今回のウクライナ戦は、台湾の政府および民心にも大きな影響を与えている。台湾民意基金会という民間シンクタンクが2021年10月に実施した調査によれば、台湾国民の65パーセントが米軍の参加を信じる(「少し信じる」を含む)と回答したが、ウクライナ侵攻開始後の2022年3月の調査では、その割合は34.5パーセントへと低下している。

しかし、台湾ではウクライナ侵攻のさらに前、香港情勢悪化で多大な影響を受けており、自国防衛の強化の努力を続けている。今回のウクライナ情勢を受け、この路線には一層拍車がかかっている。

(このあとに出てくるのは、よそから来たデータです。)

PR #1041, opened 2024-05-06
use libucx wheels

jameslamb:
Contributes to https://github.com/rapidsai/build-planning/issues/57.

Similar to https://github.com/rapidsai/ucxx/pull/226, proposes using the new UCX wheels from https://github.com/rapidsai/ucx-wheels, instead of vendoring system versions of `libuc{m,p,s,t}.so`.

## Benefits of these changes

Allows users of `ucx-py` to avoid needing system installations of the UCX libraries.

Shrinks the `ucx-py` wheels by 6.7MB compressed (77%) and 19.1 MB uncompressed (73%).

<details><summary>how I calculated that (click me)</summary>

Mounting in a directory with a wheel built from this branch...

```shell
docker run \
    --rm \
    -v $(pwd)/final_dist:/opt/work \
    -it python:3.10 \
    bash

pip install pydistcheck
pydistcheck --inspect /opt/work/*.whl
```

```text
----- package inspection summary -----
file size
  * compressed size: 2.0M
  * uncompressed size: 7.0M
  * compression space saving: 71.3%
contents
  * directories: 10
  * files: 38 (2 compiled)
size by extension
  * .so - 6.9M (97.7%)
  * .py - 0.1M (2.0%)
  * .pyx - 9.3K (0.1%)
  * no-extension - 7.1K (0.1%)
  * .pyi - 3.9K (0.1%)
  * .c - 1.7K (0.0%)
  * .txt - 39.0B (0.0%)
largest files
  * (5.3M) ucp/_libs/ucx_api.cpython-310-x86_64-linux-gnu.so
  * (1.6M) ucp/_libs/arr.cpython-310-x86_64-linux-gnu.so
  * (36.3K) ucp/core.py
  * (20.3K) ucp/benchmarks/cudf_merge.py
  * (12.1K) ucp/benchmarks/send_recv.py
```

Compared to a recent nightly release.

```shell
pip download \
    -d /tmp/delete-me \
    --prefer-binary \
    --extra-index-url=https://pypi.anaconda.org/rapidsai-wheels-nightly/simple \
    'ucx-py-cu12>=0.38.0a'

pydistcheck --inspect /tmp/delete-me/*.whl
```

```text
----- package inspection summary -----
file size
  * compressed size: 8.7M
  * uncompressed size: 26.1M
  * compression space saving: 66.8%
contents
  * directories: 11
  * files: 65 (21 compiled)
size by extension
  * .0 - 14.4M (55.4%)
  * .so - 8.4M (32.2%)
  * .a - 1.8M (6.7%)
  * .140 - 0.7M (2.5%)
  * .12 - 0.7M (2.5%)
  * .py - 0.1M (0.5%)
  * .pyx - 9.3K (0.0%)
  * no-extension - 7.3K (0.0%)
  * .la - 4.2K (0.0%)
  * .pyi - 3.9K (0.0%)
  * .c - 1.7K (0.0%)
  * .txt - 39.0B (0.0%)
largest files
  * (8.7M) ucx_py_cu12.libs/libucp-5720f0c9.so.0.0.0
  * (5.3M) ucp/_libs/ucx_api.cpython-310-x86_64-linux-gnu.so
  * (2.0M) ucx_py_cu12.libs/libucs-3c3009f0.so.0.0.0
  * (1.6M) ucp/_libs/arr.cpython-310-x86_64-linux-gnu.so
  * (1.5M) ucx_py_cu12.libs/libuct-2a15b69b.so.0.0.0
```

</details>

## Notes for Reviewers

Left some comments on the diff describing specific design choices.

### The libraries from the `libucx` wheel are only used if a system installation isn't available

Built a wheel in a container using the same image used here in CI.

```shell
docker run \
    --rm \
    --gpus 1 \
    --env-file "${HOME}/.aws/creds.env" \
    --env CI=true \
    -v $(pwd):/opt/work \
    -w /opt/work \
    -it rapidsai/ci-wheel:cuda12.2.2-rockylinux8-py3.10 \
    bash

ci/build_wheel.sh
```

</details>

Found that the libraries from the `libucx` wheel are correctly found at build time, and are later found at import time.

<details><summary>using 'rapidsai/citestwheel' image and LD_DEBUG (click me)</summary>

```shell
# run a RAPIDS wheel-testing container, mount in the directory with the built wheel
docker run \
    --rm \
    --gpus 1 \
    -v $(pwd)/final_dist:/opt/work \
    -w /opt/work \
    -it rapidsai/citestwheel:cuda12.2.2-ubuntu22.04-py3.10 \
    bash
```

`rapidsai/citestwheel` does NOT the UCX libraries installed at `/usr/lib*`.

```shell
find /usr -name 'libucm.so*'
# (empty)
```

Installed the `ucx-py` wheel.

```shell
# install the wheel
pip install ./*.whl

# now libuc{m,p,s,t} at found in site-packages
find /usr -name 'libucm.so*'
# (empty)

find /pyenv -name 'libucm.so*'
# /pyenv/versions/3.10.14/lib/python3.10/site-packages/libucx/lib/libucm.so.0.0.0
# /pyenv/versions/3.10.14/lib/python3.10/site-packages/libucx/lib/libucm.so.0
# /pyenv/versions/3.10.14/lib/python3.10/site-packages/libucx/lib/libucm.so

# try importing ucx-py and track where 'ld' finds the ucx libraries
LD_DEBUG="files,libs" LD_DEBUG_OUTPUT=out.txt \
python -c "from ucp._libs import arr"

# 'ld' creates multiple files... combine them to 1 for easier searching
cat out.txt.* > out-full.txt
```

In that output, saw that `ld` was finding `libucs.so` first.

It searched all the system paths before finally finding it in the `libucx` wheel.

```text
1037:	file=libucs.so [0];  dynamically loaded by /pyenv/versions/3.10.14/lib/python3.10/lib-dynload/_ctypes.cpython-310-x86_64-linux-gnu.so [0]
      1037:	find library=libucs.so [0]; searching
      1037:	 search path=		(LD_LIBRARY_PATH)
      1037:	 search path=/pyenv/versions/3.10.14/lib		(RUNPATH from file /pyenv/versions/3.10.14/bin/python)
      1037:	  trying file=/pyenv/versions/3.10.14/lib/libucs.so
      1037:	 search cache=/etc/ld.so.cache
      1037:	 search path=/lib/x86_64-linux-gnu/glibc-hwcaps/x86-64-v3:/lib/x86_64-linux-gnu/glibc-hwcaps/x86-64-v2:/lib/x86_64-linux-gnu/tls/haswell/x86_64:/lib/x86_64-linux-gnu/tls/haswell:/lib/x86_64-linux-gnu/tls/x86_64:/lib/x86_64-linux-gnu/tls:/lib/x86_64-linux-gnu/haswell/x86_64:/lib/x86_64-linux-gnu/haswell:/lib/x86_64-linux-gnu/x86_64:/lib/x86_64-linux-gnu:/usr/lib/x86_64-linux-gnu/glibc-hwcaps/x86-64-v3:/usr/lib/x86_64-linux-gnu/glibc-hwcaps/x86-64-v2:/usr/lib/x86_64-linux-gnu/tls/haswell/x86_64:/usr/lib/x86_64-linux-gnu/tls/haswell:/usr/lib/x86_64-linux-gnu/tls/x86_64:/usr/lib/x86_64-linux-gnu/tls:/usr/lib/x86_64-linux-gnu/haswell/x86_64:/usr/lib/x86_64-linux-gnu/haswell:/usr/lib/x86_64-linux-gnu/x86_64:/usr/lib/x86_64-linux-gnu:/lib/glibc-hwcaps/x86-64-v3:/lib/glibc-hwcaps/x86-64-v2:/lib/tls/haswell/x86_64:/lib/tls/haswell:/lib/tls/x86_64:/lib/tls:/lib/haswell/x86_64:/lib/haswell:/lib/x86_64:/lib:/usr/lib/glibc-hwcaps/x86-64-v3:/usr/lib/glibc-hwcaps/x86-64-v2:/usr/lib/tls/haswell/x86_64:/usr/lib/tls/haswell:/usr/lib/tls/x86_64:/usr/lib/tls:/usr/lib/haswell/x86_64:/usr/lib/haswell:/usr/lib/x86_64:/usr/lib		(system search path)
      1037:	  trying file=/lib/x86_64-linux-gnu/glibc-hwcaps/x86-64-v3/libucs.so
      1037:	  trying file=/lib/x86_64-linux-gnu/glibc-hwcaps/x86-64-v2/libucs.so
      1037:	  trying file=/lib/x86_64-linux-gnu/tls/haswell/x86_64/libucs.so
      1037:	  trying file=/lib/x86_64-linux-gnu/tls/haswell/libucs.so
      1037:	  trying file=/lib/x86_64-linux-gnu/tls/x86_64/libucs.so
      1037:	  trying file=/lib/x86_64-linux-gnu/tls/libucs.so
      1037:	  trying file=/lib/x86_64-linux-gnu/haswell/x86_64/libucs.so
      1037:	  trying file=/lib/x86_64-linux-gnu/haswell/libucs.so
      1037:	  trying file=/lib/x86_64-linux-gnu/x86_64/libucs.so
      1037:	  trying file=/lib/x86_64-linux-gnu/libucs.so
      1037:	  trying file=/usr/lib/x86_64-linux-gnu/glibc-hwcaps/x86-64-v3/libucs.so
      1037:	  trying file=/usr/lib/x86_64-linux-gnu/glibc-hwcaps/x86-64-v2/libucs.so
      1037:	  trying file=/usr/lib/x86_64-linux-gnu/tls/haswell/x86_64/libucs.so
      1037:	  trying file=/usr/lib/x86_64-linux-gnu/tls/haswell/libucs.so
      1037:	  trying file=/usr/lib/x86_64-linux-gnu/tls/x86_64/libucs.so
      1037:	  trying file=/usr/lib/x86_64-linux-gnu/tls/libucs.so
      1037:	  trying file=/usr/lib/x86_64-linux-gnu/haswell/x86_64/libucs.so
      1037:	  trying file=/usr/lib/x86_64-linux-gnu/haswell/libucs.so
      1037:	  trying file=/usr/lib/x86_64-linux-gnu/x86_64/libucs.so
      1037:	  trying file=/usr/lib/x86_64-linux-gnu/libucs.so
      1037:	  trying file=/lib/glibc-hwcaps/x86-64-v3/libucs.so
      1037:	  trying file=/lib/glibc-hwcaps/x86-64-v2/libucs.so
      1037:	  trying file=/lib/tls/haswell/x86_64/libucs.so
      1037:	  trying file=/lib/tls/haswell/libucs.so
      1037:	  trying file=/lib/tls/x86_64/libucs.so
      1037:	  trying file=/lib/tls/libucs.so
      1037:	  trying file=/lib/haswell/x86_64/libucs.so
      1037:	  trying file=/lib/haswell/libucs.so
      1037:	  trying file=/lib/x86_64/libucs.so
      1037:	  trying file=/lib/libucs.so
      1037:	  trying file=/usr/lib/glibc-hwcaps/x86-64-v3/libucs.so
      1037:	  trying file=/usr/lib/glibc-hwcaps/x86-64-v2/libucs.so
      1037:	  trying file=/usr/lib/tls/haswell/x86_64/libucs.so
      1037:	  trying file=/usr/lib/tls/haswell/libucs.so
      1037:	  trying file=/usr/lib/tls/x86_64/libucs.so
      1037:	  trying file=/usr/lib/tls/libucs.so
      1037:	  trying file=/usr/lib/haswell/x86_64/libucs.so
      1037:	  trying file=/usr/lib/haswell/libucs.so
      1037:	  trying file=/usr/lib/x86_64/libucs.so
      1037:	  trying file=/usr/lib/libucs.so
      1037:	
      1037:	file=/pyenv/versions/3.10.14/lib/python3.10/site-packages/libucx/lib/libucs.so [0];  dynamically loaded by /pyenv/versions/3.10.14/lib/python3.10/lib-dynload/_ctypes.cpython-310-x86_64-linux-gnu.so [0]
      1037:	file=/pyenv/versions/3.10.14/lib/python3.10/site-packages/libucx/lib/libucs.so [0];  generating link map
      1037:	  dynamic: 0x00007f4ce42d7c80  base: 0x00007f4ce427e000   size: 0x000000000006fda0
      1037:	    entry: 0x00007f4ce4290ce0  phdr: 0x00007f4ce427e040  phnum:                 1
```

Then the others were found via the RPATH entries on `libucs.so`.

`libucm.so.0`:

```text
       196:	file=libucm.so.0 [0];  needed by /pyenv/versions/3.10.14/lib/python3.10/site-packages/libucx/lib/libucs.so [0]
       196:	find library=libucm.so.0 [0]; searching
       196:	 search path=...redacted...:/pyenv/versions/3.10.14/lib/python3.10/site-packages/libucx/lib		(RPATH from file /pyenv/versions/3.10.14/lib/python3.10/site-packages/libucx/lib/libucs.so)
      ...
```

他方、米国の台湾政策については、「従来の政策は不変」という公式の立場とは異なり、香港情勢悪化以降、新たな情報開示の方法による抑止力強化策をとり始めた。すなわち、従来はあまり明らかにされなかった、米特殊部隊の台湾におけるプレゼンスを、米国内の主要紙にリークし、米特殊部隊と海兵隊が台湾軍と軍事訓練に従事していることを報じさせた。

 

バイデン大統領が5月に来日した際に注目を集めたが、報道関係者からの台湾に対する米国の軍事的コミットメントについての質問に肯定的に回答し、一方で米政府が「従来の政策は不変」と釈明することも、もはやパターン化した感がある。米国が「軍事介入するかしないか曖昧」という従来の曖昧戦略は、「大統領の介入意思は明白」という形で、実質的に転換したといえよう。

また、台湾側でも、米国が米軍の台湾でのプレゼンスに触れるようになったことから、蔡英文總統自らが、台湾に米軍のプレゼンスを公にするようになっている。今や、中国の台湾への武力攻撃が台湾に存在する米軍へ及ぶ事態となれば、米軍の介入は必至となろう。台湾駐留米軍は、いわば「台湾版導火線(トリップワイヤー)」となり、中国は台湾に対し容易に手を出せなくなったように思われる。